━━━ Available data
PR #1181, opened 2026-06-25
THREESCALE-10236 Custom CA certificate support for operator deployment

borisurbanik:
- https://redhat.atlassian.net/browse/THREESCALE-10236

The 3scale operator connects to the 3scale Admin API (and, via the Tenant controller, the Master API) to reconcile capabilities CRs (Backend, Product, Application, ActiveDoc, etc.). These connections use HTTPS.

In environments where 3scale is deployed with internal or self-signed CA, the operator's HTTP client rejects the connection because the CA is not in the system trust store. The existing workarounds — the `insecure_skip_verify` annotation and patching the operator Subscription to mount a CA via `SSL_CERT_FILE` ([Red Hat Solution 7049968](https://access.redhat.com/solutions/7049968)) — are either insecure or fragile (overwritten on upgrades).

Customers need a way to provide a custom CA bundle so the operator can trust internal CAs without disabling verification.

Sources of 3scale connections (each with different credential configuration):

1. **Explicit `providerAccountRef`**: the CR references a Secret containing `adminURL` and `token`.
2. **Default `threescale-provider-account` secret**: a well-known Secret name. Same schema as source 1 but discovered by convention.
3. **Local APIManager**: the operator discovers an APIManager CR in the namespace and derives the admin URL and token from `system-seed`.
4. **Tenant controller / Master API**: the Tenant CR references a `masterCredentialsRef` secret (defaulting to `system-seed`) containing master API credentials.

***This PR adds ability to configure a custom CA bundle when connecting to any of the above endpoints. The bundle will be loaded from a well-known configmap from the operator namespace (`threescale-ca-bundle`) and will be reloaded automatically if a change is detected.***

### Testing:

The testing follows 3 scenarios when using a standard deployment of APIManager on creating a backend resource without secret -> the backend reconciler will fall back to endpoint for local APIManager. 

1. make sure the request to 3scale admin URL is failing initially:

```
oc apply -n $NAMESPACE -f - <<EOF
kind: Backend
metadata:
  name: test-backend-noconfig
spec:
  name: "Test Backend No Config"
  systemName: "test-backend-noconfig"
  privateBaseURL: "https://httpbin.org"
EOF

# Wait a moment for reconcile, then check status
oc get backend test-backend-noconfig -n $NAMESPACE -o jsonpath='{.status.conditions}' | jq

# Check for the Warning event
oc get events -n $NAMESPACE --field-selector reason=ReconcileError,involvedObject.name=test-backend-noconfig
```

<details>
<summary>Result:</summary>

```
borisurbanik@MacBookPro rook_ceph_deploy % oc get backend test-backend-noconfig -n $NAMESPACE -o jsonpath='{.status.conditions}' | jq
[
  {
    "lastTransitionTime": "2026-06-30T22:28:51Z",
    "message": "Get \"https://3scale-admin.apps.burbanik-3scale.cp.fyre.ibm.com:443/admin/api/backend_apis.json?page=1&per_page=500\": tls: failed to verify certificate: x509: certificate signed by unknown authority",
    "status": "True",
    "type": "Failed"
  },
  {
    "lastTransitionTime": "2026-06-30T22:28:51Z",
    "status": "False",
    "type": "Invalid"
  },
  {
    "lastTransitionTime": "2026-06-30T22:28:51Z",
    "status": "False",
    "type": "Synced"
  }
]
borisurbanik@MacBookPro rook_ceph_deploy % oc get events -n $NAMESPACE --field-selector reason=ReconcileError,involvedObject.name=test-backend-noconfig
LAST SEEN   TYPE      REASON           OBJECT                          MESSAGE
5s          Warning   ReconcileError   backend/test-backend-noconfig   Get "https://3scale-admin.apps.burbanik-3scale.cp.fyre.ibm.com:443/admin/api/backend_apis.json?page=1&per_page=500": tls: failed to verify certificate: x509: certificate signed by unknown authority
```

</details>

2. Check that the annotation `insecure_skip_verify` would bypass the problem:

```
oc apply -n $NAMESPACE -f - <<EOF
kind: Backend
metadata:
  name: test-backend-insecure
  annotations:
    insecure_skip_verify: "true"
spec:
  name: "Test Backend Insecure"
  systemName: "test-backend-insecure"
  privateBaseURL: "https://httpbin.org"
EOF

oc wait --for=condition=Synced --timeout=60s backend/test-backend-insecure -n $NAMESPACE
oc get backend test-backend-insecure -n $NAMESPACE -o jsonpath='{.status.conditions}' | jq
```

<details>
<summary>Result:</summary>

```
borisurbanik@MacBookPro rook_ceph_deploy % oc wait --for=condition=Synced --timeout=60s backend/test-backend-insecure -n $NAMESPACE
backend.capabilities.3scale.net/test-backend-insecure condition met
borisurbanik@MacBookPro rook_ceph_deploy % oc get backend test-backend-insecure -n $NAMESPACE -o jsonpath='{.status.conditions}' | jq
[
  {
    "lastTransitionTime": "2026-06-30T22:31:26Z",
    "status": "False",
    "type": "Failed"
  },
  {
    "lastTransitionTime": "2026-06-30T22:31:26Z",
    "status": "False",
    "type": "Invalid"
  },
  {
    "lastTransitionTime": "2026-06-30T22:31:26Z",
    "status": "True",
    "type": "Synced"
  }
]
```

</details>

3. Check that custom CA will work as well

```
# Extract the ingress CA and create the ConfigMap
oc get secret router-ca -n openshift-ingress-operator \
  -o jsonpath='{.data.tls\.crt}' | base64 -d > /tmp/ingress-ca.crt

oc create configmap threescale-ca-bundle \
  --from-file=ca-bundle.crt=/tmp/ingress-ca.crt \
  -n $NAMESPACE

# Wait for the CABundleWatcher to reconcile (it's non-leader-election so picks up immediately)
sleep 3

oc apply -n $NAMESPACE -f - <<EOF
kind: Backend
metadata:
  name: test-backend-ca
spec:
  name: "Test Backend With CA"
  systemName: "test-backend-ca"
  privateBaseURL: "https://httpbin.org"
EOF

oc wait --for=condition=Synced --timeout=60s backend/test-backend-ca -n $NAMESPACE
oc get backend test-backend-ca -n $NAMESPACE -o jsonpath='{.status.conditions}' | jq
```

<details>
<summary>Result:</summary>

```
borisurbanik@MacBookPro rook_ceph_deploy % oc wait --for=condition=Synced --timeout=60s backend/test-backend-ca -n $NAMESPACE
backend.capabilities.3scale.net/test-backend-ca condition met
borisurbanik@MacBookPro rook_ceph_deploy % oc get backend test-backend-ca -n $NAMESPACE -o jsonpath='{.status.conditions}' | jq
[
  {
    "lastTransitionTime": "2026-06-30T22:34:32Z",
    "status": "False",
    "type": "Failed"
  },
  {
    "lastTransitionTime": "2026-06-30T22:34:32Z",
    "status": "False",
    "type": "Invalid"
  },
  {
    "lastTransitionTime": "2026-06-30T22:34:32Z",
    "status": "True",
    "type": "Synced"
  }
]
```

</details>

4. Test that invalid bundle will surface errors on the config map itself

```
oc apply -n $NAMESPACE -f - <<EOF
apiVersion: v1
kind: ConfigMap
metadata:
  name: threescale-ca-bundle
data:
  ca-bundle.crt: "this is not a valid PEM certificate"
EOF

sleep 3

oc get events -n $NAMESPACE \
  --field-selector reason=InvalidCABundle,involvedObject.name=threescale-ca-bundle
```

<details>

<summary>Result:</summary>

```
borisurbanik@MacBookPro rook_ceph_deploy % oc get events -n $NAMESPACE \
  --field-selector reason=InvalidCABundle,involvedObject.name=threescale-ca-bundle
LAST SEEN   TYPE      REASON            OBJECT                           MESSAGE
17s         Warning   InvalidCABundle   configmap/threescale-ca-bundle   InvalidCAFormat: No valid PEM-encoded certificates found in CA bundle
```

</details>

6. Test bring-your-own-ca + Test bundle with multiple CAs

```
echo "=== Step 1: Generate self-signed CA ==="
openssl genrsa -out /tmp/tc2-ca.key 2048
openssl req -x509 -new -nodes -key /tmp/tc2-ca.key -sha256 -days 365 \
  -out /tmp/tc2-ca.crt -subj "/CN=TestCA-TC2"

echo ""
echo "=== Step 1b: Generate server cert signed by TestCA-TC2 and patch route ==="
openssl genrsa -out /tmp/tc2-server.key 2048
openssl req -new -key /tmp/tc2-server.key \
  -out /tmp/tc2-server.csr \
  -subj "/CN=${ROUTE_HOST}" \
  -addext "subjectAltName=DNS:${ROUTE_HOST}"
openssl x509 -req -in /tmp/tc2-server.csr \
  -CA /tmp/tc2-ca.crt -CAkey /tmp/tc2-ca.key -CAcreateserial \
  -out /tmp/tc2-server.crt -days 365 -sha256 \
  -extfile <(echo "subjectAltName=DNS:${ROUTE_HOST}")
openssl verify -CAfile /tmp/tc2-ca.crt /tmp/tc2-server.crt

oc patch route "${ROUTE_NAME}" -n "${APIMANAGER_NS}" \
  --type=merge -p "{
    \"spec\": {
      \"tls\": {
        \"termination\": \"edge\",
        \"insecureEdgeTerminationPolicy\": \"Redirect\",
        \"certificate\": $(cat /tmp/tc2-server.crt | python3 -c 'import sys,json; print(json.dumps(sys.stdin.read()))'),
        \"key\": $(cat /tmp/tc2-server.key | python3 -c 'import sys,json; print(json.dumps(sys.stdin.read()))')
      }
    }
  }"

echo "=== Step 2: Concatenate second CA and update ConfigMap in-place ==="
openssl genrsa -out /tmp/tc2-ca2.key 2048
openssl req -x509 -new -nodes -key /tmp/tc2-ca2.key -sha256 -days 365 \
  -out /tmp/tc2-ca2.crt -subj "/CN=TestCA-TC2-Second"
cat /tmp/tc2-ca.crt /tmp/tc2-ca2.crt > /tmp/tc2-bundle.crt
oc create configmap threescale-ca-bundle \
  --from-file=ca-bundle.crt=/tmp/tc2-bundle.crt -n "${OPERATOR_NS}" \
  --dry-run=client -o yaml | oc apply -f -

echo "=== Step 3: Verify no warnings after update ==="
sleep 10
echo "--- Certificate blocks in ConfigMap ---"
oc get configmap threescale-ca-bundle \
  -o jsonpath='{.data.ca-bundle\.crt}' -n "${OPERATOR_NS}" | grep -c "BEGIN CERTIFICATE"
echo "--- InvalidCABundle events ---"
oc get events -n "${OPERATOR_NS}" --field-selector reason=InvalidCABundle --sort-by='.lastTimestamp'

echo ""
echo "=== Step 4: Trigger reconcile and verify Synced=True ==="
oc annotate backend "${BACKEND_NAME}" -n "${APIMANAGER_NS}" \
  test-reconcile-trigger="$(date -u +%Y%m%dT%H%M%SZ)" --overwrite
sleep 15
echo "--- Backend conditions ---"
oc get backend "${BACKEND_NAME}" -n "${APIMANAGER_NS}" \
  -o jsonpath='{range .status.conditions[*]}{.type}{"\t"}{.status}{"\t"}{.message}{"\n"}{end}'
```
━━━━━━
- **Your task**: Each line holding "print" in the records should be copied out.

- **Exercise answer**:
        \"certificate\": $(cat /tmp/tc2-server.crt | python3 -c 'import sys,json; print(json.dumps(sys.stdin.read()))'),
        \"key\": $(cat /tmp/tc2-server.key | python3 -c 'import sys,json; print(json.dumps(sys.stdin.read()))')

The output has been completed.